Thank you, I didn't know there was a Flex Forum. It appears an admin moved it so I guess it's taken care of.


----------



## emmhope (Jul 10, 2017)

DownByTheRiver said:


> As far as I know, my personal policy won't cover any commercial use of the car. So once I turn on the app I'm on Uber or Lyft's insurance and in the case of Amazon it would be once I started putting packages in the car.


You need to fix that ! Uber & Lyft 's insurance is ONLY available on the contingency that you have rideshare endorsement on your personal policy.


----------



## DownByTheRiver (Sep 22, 2017)

emmhope said:


> You need to fix that ! Uber & Lyft 's insurance is ONLY available on the contingency that you have rideshare endorsement on your personal policy.


What? I thought it was so we wouldn't need a special endorsement. Crap, I guess I won't be driving for a few days while I get this sorted out.


----------



## emmhope (Jul 10, 2017)

DownByTheRiver said:


> What? I thought it was so we wouldn't need a special endorsement. Crap, I guess I won't be driving for a few days while I get this sorted out.


That's why they don't tell you lol it's a deterrent for new drivers , they want you on the road but that's the second question they ask when you contact them in case of an accident right after asking if you are okay.


----------



## DownByTheRiver (Sep 22, 2017)

emmhope said:


> That's why they don't tell you lol it's a deterrent for new drivers , they want you on the road but that's the second question they ask when you contact them in case of an accident right after asking if you are okay.


This ticks me off. When I uploaded my Proof of Insurance it plainly showed that it was a personal policy. I'm glad nothing happened.


----------



## emmhope (Jul 10, 2017)

DownByTheRiver said:


> This ticks me off.
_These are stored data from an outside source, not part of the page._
PR #12072, opened 2020-04-10
To-Do cron task decay fixes

### LINKED ISSUE #6488: Freeze completed todos value when and un-freeze if they are un)done
Currently completed todos value is updated even after the todo is done, this should be changed so that:
1. After a todo has been completed its value should not change
2. In case a completed todo is moved back to the Active column (when it's undone) its value should be updated to take into account the days after completion when the value remained unchanged. So if it's been done for 2 days when it's undone it's value should be updated to take into account those 2 days and thus the todo should be redder then when it was first archived

### LINKED ISSUE #8590: To-Dos with checked-off checklist items turn red faster

### Description

If a To-Do has checklist items marked off, its task value changes faster than To-Dos with no checklist or with checklists that have no accomplished items.

To reproduce in debug mode:

1. Create several To-Dos.
2. Add checklists to some of them.
3. On some of the To-Dos with checklists, check off one or more items.
4. Advance the day using the debug buttons and sync. To-Dos with accomplished checklist items turn orange immediately, while those without stay yellow.

While a relatively innocuous issue, this is strange behavior that doesn't strike me as intentional. Why should partly-done To-Dos be treated differently than any other To-Do when it comes to cron aging?

SabreCat:
Fixes #6488
Fixes #8590

### Changes

**Previously**, completed To-Dos continued to update their values (becoming "redder") during each day's "cron" operation.
**Now**, completed To-Dos retain their value from one day to the next.

**Previously**, having completed checklist items in a To-Do accelerated the pace of the To-Do becoming redder.
**Now**, checklisted To-Dos decay at the same rate regardless of how many items are checked off within them.


paglias (commented):
LGTM! Do we want to add a test case to cover the new behavior?

Issue #10924, opened 2018-12-30
'@' in URL is incorrectly treated as a Username signifier


Alys:
If you post a URL that contains an '@' symbol, the website treats the URL as if it has a Username in it and it makes the URL unusable both for reading and clicking. For example, this URL was posted:

`https://medium.com/@schlaf/how-to-conduct-an-annual-life-review-that-will-catapult-you-into-the-new-year-d5aaffebac1f`

This is what the visible portion of the link looked like in the website:

`@schlaf/how-to-conduct-an-annual-life-review-that-will-catapult-you-into-the-new-year-d5aaffebac1f" target="_blank" rel="noopener">https://medium.com/@schlaf/how-to-conduct-an-annual-life-review-that-will-catapult-you-into-the-new-year-d5aaffebac1f`

This is the URL that the link tried to send you to:

`https://medium.com/%3Cspan%20class=`

_EDIT 2020-04-10: See the comments for additional important information._

Alys:
One way to fix this and any other similar problems that might exist would be to limit the parsing of Usernames so that it only occurs if @xxxxx is surrounded on both sides by whitespace or by the start/end of the message.

There might be rare cases where that doesn't correctly handle something that should be treated as a Username (e.g., if a player types two Usernames with no spaces between them  @Alys@ALittleYellowSpider) but I think that's an acceptable risk, especially since some examples of @xxxxx@yyyyy might actually not be intended to be two Usernames.

I'll leave this as suggestion-discussion for a few days to give the staff time to comment and then if there's no objections I'll mark it as help wanted.

---

For the benefit of any contributor who will work on this regardless of what solution is chosen:

This is purely a client-side change - the website's Username parsing code in a vue file is what will need to be fixed.

arjunchawla:
Hi Alys, I am willing to contribute and fix this problem.

arjunchawla:
Please let me know if i should go ahead and work on it.

Alys:
I've thought of one case where you would want the Username to be parsed when it has a character directly next to it on the left-hand side: if the user put the Username inside brackets like "(@alys )"
The best way of handling that and any other cases that we haven't thought of might be to automatically insert a space before any Username when it's been selected from the drop-down list. There's already automatically a space inserted after it.

margsliu:
@Alys
Hello, @pskupinski and I are able to take on this issue and could have a pull request submitted within the coming week. Would it be okay for us to start working on it?

Alys:
[...]

PR #12089, opened 2020-04-13
Issue 12033 - Use version of habitica-markdown that includes mentions

### LINKED ISSUE #12033: Usernames with underscores on each side aren't displayed correctly

benkelaar:
Fixes #12033

Also fixes frontend parts of #11504 and #10924 

~Is in draft since it is dependent on https://github.com/HabitRPG/habitica-markdown/pull/87 to be merged first.~

~Edit: Now also dependent on #12069 -> Please merge that one before reviewing this one, this branch is dependent on that one and as such this diff view is polluted with the contents of that branch.~

### Changes
- Updated the dependency on habitica-markdown to 2.0.0 for both server and client.
- Removed the highlightUser method
- Updated the cards and tests to use markdown directly with passed in username and displayname

----


website/client/package-lock.json
```diff
@@ -11676,7 +11676,7 @@
       }
     },
     "habitica-markdown": {
-      "version": "1.4.0",
```
paglias, line 11679: I think you'll have to manually install `habitica-markdown@2` with `npm i habitica-markdown@2` or the lockfile won't be updated properly

website/client/package-lock.json
```diff
@@ -11676,7 +11676,7 @@
...
+      "version": "2.0.0",
       "resolved": "https://registry.npmjs.org/habitica-markdown/-/habitica-markdown-1.4.0.tgz",
```
paglias: I think you'll have to manually install habitica-markdown@2 with npm i habitica-markdown@2 or the lockfile won't be updated properly

paglias (changes requested):

website/client/package-lock.json
benkelaar: Yeah I think it went wrong because the version wasn't available at the time. That situation has improved now! 🥳

paglias:
Tested it a bit and looks like nothing broke 🎉 I guess all the markdown stuff is done for now, thanks for all the PRs @benkelaar !

benkelaar:
Wow, genuinely feels like an accomplishment! Like I said in the other PR, thanks a lot for your support! The team is doing a great job helping out a new contributor like myself!

Now all we need to do is sit back and wait for the bug reports to come rolling in 😉. Or do one of the other issues... Or spoiler tags... Or ninja emoji... Or emoji suggestion in web... Or link detection in Android... Or markdown previews... Or WYSIWIG... Or... Always plenty to do for a blacksmith in habitica! 😁

PR #12090, opened 2020-04-13
Handle simultaneous quest accept/reject

### LINKED ISSUE #11398: simultaneous quest invitation accept/reject/force-start are not all recorded correctly
Miikethepriest (ee687a55-8b32-4e74-b935-2da33248a033) reported that they accepted a quest invitation but did not become a participant in the quest. Usually when this happens it's because the quest owner force-started the quest first, but in this case I've confirmed they really did accept the invitation in time and really were not recorded as a participant. 

From Amplitude data I found that another party member accepted the quest invitation about a quarter of a second after Miikethepriest. I'm assuming that the second acceptance prevented the first from being permanently stored in the database.

The party chat and Amplitude data showing this is below.

I'm marking this as minor priority since it's unlikely to happen often, and suggestion-discussion for a fix to be discussed.

```
quest owner sending invitations to the quest:
{
"client_event_time":"2019-09-26 21:04:03.645000"
"event_properties":{"owner":true,
"category":"behavior",
"questName":"dilatory_derby",
"response":"accept"},
}

Miikethepriest accepting the invitation:
{
"client_event_time":"2019-09-26 21:04:44.749000"
"event_properties":{"owner":false,
"category":"behavior",
"questName":"dilatory_derby",
"response":"accept"},
"user_id":"ee687a55-8b32-4e74-b935-2da33248a033",
}

another party member accepting the invitation in the same second:
{
"client_event_time":"2019-09-26 21:04:44.976000"
"event_properties":{"owner":false,
"category":"behavior",
"questName":"dilatory_derby",
"response":"accept"},
"user_id":"f836...",
}

quest owner force-starting the quest:
{
"client_event_time":"2019-09-27 10:25:59.690000"
"event_properties":{"owner":true,
"category":"behavior",
"questName":"dilatory_derby",
"response":"force-start"},
}

{
    "text": "`Your quest, The Dilatory Derby, has started.`",
    "info": {
        "type": "quest_start",
        "quest": "dilatory_derby"
    },
    "timestamp": "2019-09-27T10:25:59.283Z",
    "groupId": "3dc87ceb-35f0-4e69-b356-3f91a1078c4e",
    "_meta": {
        "participatingMembers": "[various party members including f836... but not including Miikethepriest]",
    },
}
```

cvuorinen:

Fixes #11398

### Changes
Handle quest accept/reject atomically so that only the single users true/false status is changed, so that two simultaneous accept/reject request will not override changes from each other. 

Also try to reduce the possibility of force-start conflicting with simultaneous accept/reject by saving the `quest.members` array first (so that incoming accept/reject requests will not do anything while processing the rest of `startQuest` method). 

----

### DIFF
--- a/website/server/controllers/api-v3/quests.js
+++ b/website/server/controllers/api-v3/quests.js
@@ -193,11 +193,13 @@ api.acceptQuest = {
     if (group.quest.active) throw new NotAuthorized(res.t('questAlreadyStartedFriendly'));
     if (group.quest.members[user._id]) throw new BadRequest(res.t('questAlreadyAccepted'));
 
+    const acceptedSuccessfully = await group.handleQuestInvitation(user, true);
+    if (!acceptedSuccessfully) {
+      throw new NotAuthorized(res.t('questAlreadyAccepted'));
+    }
+
     user.party.quest.RSVPNeeded = false;
     await user.save();
-
-    group.markModified('quest');
-    group.quest.members[user._id] = true;
 
     if (canStartQuestAutomatically(group)) {
       await group.startQuest(user);
@@ -252,12 +254,14 @@ api.rejectQuest = {
     if (group.quest.members[user._id]) throw new BadRequest(res.t('questAlreadyAccepted'));
     if (group.quest.members[user._id] === false) throw new BadRequest(res.t('questAlreadyRejected'));
 
+    const rejectedSuccessfully = await group.handleQuestInvitation(user, false);
+    if (!rejectedSuccessfully) {
+      throw new NotAuthorized(res.t('questAlreadyRejected'));
+    }
+
     user.party.quest = Group.cleanQuestUser(user.party.quest.progress);
     user.markModified('party.quest');
     await user.save();
-
-    group.quest.members[user._id] = false;
-    group.markModified('quest.members');
 
     if (canStartQuestAutomatically(group)) {
       await group.startQuest(user);
--- a/website/server/models/group.js
+++ b/website/server/models/group.js
@@ -662,7 +662,7 @@ schema.methods.handleQuestInvitation = async function handleQuestInvitation (use
   ).exec();
 
   if (result.nModified) {
-    // update also current instance so future operations wil work correctly
+    // update also current instance so future operations will work correctly
     this.quest.members[user._id] = !!accept;
   }
 
@@ -698,6 +698,11 @@ schema.methods.startQuest = async function startQuest (user) {
 
   // Changes quest.members to only include participating members
   this.quest.members = _.pickBy(this.quest.members, _.identity);
+
+  // Persist quest.members early to avoid simultaneous handling of accept/reject
+  // while processing the rest of this script
+  this.update({ $set: { 'quest.members': this.quest.members } }).exec();
+
   const nonUserQuestMembers = _.keys(this.quest.members);
   removeFromArray(nonUserQuestMembers, user._id);
 
--- a/website/server/models/group.js
+++ b/website/server/models/group.js
@@ -649,6 +649,9 @@ schema.methods.sendChat = function sendChat (options = {}) {
 };
 
 schema.methods.handleQuestInvitation = async function handleQuestInvitation (user, accept) {
+  if (!user) throw new InternalServerError('Must provide user to handle quest invitation');
+  if (accept !== true && accept !== false) throw new InternalServerError('Must provide accept param handle quest invitation');
+
   // Handle quest invitation atomically (update only current member when still undecided)
   // to prevent multiple concurrent requests overriding updates
   // see https://github.com/HabitRPG/habitica/issues/11398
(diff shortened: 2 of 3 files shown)


website/server/controllers/api-v3/quests.js
```diff
@@ -193,12 +193,14 @@ api.acceptQuest = {
...
+    const acceptedSuccessfully = await group.handleQuestInvitation(user, true);
+    if (!acceptedSuccessfully) {
+      throw new NotAuthorized(res.t('questAlreadyAccepted'));
+    }
+
     user.party.quest.RSVPNeeded = false;
     await user.save();
 
-    group.markModified('quest');
-    group.quest.members[user._id] = true;
```
paglias, line 200: even though it's not used anymore, could we keep this line? And the similar one for `api.rejectQuest`? Because the quest data is returned from the API call and we should return the updated state

website/server/models/group.js
```diff
@@ -648,6 +648,27 @@ schema.methods.sendChat = function sendChat (options = {}) {
...
+    },
+    { $set: { [`quest.members.${user._id}`]: !!accept } },
+  ).exec();
+
+  if (result.nModified) {
+    // update also current instance so future operations will work correctly
+    this.quest.members[user._id] = !!accept;
+  }
+
+  return !!result.nModified;
```
paglias: can we use `Boolean(result.nModified)` instead of the two `!!`? it's a bit easier to read, for the two occurances above (`!!accept`), we're converting to a boolean but the function already requires a boolean and being used internally I don't think a forced conversion is necessary. 

What I'd do maybe is throw an error if the user or accept param isn't passed

website/server/models/group.js
```diff
@@ -648,6 +648,27 @@ schema.methods.sendChat = function sendChat (options = {}) {
...
 
+schema.methods.handleQuestInvitation = async function handleQuestInvitation (user, accept) {
+  // Handle quest invitation atomically (update only current member when still undecided)
+  // to prevent multiple concurrent requests overriding updates
+  // see https://github.com/HabitRPG/habitica/issues/11398
+  const Group = this.constructor;
+  const result = await Group.update(
+    {
+      _id: this._id,
+      [`quest.members.${user._id}`]: { $exists: true, $eq: null },
```
paglias: I think for this check you can use this query https://docs.mongodb.com/manual/tutorial/query-for-null-fields/#type-check

website/server/models/group.js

When I uploaded my Proof of Insurance it plainly showed that it was a personal policy. I'm glad nothing happened.


They only used to check for rideshare endorsement if you had one of their Uber xchange lease vehicle otherwise they don't care.


----------



## DownByTheRiver (Sep 22, 2017)

So I guess the next question is who do you folks get insurance through?


----------



## nighthawk398 (Jul 21, 2015)

emmhope said:


> That's why they don't tell you lol it's a deterrent for new drivers , they want you on the road but that's the second question they ask when you contact them in case of an accident right after asking if you are okay.


Now im curious,Are passengers covered no matter what the driver has?


----------



## emmhope (Jul 10, 2017)

nighthawk398 said:


> Now im curious,Are passengers covered no matter what the driver has?


Yes ! With their fancy 1 million $ policy assuming the Uber app is running with an active trip.


----------



## RamzFanz (Jan 31, 2015)

emmhope said:


> You need to fix that ! Uber & Lyft 's insurance is ONLY available on the contingency that you have rideshare endorsement on your personal policy.


This is completely false.

I'm not going to repeat the coverage yet again. Look it up.


----------



## emmhope (Jul 10, 2017)

RamzFanz said:


> This is completely false.
> 
> I'm not going to repeat the coverage yet again. Look it up.


That's how it's done in California, we are required by the law to have rideshare endorsement if you don't have it , you are riding dirty so to speak which I think is the technicality Uber uses not to cover you.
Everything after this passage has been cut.